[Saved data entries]
───
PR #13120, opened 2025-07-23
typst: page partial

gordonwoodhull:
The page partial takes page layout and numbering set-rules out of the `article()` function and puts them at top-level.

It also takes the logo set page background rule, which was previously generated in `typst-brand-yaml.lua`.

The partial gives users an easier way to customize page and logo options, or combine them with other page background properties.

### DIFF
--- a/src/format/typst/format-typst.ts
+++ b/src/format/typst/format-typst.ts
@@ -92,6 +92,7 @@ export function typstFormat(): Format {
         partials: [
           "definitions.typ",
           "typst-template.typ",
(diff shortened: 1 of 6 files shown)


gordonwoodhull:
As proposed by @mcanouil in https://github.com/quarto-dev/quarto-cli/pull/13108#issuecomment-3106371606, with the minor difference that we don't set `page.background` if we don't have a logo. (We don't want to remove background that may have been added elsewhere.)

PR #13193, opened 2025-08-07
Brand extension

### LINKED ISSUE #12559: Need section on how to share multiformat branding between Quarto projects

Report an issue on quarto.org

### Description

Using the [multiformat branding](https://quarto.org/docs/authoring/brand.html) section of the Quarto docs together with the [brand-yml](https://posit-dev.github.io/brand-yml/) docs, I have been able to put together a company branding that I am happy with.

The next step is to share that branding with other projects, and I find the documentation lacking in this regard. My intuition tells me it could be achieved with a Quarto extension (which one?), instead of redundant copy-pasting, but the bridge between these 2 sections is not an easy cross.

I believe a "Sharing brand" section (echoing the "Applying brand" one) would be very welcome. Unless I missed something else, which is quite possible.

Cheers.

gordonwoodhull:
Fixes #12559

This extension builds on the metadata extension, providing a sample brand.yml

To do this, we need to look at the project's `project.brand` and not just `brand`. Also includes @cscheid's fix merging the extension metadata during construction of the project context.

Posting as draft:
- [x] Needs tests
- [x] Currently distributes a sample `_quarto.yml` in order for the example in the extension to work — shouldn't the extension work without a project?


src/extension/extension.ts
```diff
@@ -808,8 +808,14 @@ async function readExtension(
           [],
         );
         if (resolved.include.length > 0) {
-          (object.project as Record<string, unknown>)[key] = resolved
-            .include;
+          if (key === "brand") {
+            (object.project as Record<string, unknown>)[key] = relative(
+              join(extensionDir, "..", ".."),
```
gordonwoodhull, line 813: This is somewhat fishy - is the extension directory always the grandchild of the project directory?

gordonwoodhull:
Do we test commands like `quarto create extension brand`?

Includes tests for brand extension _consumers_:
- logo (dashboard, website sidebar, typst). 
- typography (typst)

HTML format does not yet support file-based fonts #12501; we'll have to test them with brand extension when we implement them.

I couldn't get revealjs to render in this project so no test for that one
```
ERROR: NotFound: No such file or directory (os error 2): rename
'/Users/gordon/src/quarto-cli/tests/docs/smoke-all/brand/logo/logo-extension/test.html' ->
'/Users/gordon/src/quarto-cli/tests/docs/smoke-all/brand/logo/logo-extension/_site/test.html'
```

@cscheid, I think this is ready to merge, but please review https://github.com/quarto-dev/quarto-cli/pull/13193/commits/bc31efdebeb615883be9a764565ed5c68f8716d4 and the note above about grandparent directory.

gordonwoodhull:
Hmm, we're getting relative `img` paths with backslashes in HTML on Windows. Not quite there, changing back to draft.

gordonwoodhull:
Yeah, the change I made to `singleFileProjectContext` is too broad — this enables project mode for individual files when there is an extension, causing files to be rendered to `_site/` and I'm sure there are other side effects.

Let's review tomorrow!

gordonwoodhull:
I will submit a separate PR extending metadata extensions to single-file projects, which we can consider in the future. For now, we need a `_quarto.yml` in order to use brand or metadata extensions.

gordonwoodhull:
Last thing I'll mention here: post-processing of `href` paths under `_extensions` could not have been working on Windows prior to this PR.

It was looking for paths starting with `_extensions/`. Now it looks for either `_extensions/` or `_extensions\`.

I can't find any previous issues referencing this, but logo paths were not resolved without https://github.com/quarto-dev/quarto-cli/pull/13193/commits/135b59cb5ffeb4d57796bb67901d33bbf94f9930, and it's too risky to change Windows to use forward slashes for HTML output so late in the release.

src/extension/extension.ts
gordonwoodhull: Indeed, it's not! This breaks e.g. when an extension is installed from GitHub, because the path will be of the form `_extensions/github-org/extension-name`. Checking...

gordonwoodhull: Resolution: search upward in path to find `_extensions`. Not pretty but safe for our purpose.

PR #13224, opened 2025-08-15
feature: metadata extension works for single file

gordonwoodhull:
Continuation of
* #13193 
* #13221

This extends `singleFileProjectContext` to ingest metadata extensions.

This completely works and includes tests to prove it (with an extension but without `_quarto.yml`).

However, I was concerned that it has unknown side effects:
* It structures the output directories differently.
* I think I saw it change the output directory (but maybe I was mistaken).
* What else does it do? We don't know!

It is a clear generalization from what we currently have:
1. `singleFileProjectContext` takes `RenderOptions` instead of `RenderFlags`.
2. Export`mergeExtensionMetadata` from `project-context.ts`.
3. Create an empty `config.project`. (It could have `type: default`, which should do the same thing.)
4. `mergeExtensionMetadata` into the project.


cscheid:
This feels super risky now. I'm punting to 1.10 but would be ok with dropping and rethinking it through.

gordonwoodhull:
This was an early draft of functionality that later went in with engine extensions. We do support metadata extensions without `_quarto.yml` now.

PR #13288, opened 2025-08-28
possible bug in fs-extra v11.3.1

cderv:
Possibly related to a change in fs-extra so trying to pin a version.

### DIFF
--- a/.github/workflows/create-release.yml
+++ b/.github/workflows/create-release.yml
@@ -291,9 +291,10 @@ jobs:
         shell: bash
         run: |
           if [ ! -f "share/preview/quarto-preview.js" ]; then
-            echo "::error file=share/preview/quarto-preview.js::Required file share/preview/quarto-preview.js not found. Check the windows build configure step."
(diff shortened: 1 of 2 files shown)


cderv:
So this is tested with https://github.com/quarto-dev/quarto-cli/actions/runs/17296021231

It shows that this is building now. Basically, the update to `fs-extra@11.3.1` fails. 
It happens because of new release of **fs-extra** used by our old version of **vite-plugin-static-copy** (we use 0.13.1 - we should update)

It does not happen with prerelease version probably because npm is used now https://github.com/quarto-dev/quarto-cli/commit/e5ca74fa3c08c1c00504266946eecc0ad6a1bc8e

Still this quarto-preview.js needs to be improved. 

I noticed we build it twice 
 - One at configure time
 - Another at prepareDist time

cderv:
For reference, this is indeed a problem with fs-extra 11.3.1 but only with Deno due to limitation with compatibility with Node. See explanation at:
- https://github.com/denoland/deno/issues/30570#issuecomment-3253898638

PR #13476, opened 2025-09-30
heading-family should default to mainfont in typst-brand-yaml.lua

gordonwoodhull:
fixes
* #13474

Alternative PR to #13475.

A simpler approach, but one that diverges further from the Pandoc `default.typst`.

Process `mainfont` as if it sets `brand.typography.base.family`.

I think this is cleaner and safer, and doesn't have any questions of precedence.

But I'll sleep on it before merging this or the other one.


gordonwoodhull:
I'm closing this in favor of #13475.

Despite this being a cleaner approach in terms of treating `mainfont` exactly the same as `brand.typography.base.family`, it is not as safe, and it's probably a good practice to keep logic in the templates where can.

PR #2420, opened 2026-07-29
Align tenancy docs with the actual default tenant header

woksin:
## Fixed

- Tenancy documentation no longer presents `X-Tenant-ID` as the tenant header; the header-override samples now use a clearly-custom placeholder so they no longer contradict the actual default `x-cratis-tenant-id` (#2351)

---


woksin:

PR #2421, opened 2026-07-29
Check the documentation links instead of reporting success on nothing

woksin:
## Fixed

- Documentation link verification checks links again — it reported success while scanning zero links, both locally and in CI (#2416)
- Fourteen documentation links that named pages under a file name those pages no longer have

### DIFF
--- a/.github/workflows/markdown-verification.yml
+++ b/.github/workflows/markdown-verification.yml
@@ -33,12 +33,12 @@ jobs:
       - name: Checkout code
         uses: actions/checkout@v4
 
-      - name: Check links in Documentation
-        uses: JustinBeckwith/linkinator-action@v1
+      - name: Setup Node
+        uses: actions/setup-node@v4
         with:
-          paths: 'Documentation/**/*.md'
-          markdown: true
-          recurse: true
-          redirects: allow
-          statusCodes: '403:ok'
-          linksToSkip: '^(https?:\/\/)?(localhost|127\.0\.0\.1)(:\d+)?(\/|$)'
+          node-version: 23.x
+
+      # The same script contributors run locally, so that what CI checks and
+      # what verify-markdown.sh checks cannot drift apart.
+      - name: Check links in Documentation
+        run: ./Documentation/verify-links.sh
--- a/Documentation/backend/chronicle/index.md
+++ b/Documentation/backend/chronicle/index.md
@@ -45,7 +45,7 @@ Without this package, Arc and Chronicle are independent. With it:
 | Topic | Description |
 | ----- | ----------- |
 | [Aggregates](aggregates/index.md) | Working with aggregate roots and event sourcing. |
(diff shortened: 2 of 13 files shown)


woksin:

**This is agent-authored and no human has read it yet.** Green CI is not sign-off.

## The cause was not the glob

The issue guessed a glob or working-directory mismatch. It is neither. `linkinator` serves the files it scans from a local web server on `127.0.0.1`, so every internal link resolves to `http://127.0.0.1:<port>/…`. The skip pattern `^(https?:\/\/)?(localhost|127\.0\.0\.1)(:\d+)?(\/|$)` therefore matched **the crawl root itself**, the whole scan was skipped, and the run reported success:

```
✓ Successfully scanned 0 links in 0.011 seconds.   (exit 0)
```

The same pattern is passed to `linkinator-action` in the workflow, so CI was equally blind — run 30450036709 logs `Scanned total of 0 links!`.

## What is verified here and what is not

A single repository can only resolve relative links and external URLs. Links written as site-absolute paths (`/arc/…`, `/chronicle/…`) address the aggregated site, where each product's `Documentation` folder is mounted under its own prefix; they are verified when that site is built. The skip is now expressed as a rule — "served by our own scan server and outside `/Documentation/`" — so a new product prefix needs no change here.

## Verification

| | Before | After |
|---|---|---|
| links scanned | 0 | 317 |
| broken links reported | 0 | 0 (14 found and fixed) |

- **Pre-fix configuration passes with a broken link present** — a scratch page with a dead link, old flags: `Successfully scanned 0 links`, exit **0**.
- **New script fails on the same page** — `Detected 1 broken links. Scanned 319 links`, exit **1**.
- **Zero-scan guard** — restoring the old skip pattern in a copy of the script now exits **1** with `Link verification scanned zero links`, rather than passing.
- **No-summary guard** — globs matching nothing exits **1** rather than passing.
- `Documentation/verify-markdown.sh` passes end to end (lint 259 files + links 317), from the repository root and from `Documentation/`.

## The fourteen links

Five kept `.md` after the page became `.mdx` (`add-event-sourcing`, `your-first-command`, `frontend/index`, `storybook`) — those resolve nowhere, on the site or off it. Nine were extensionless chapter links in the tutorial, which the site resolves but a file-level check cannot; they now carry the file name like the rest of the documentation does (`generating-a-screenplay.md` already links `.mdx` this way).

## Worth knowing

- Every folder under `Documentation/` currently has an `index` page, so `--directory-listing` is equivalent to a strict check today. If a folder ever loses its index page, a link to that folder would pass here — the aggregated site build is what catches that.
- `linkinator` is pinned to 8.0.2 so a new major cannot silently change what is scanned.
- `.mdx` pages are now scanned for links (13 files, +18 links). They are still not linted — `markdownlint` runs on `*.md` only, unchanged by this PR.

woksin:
───
From the data above, give the number of lines that hold "fails", without anything else.

2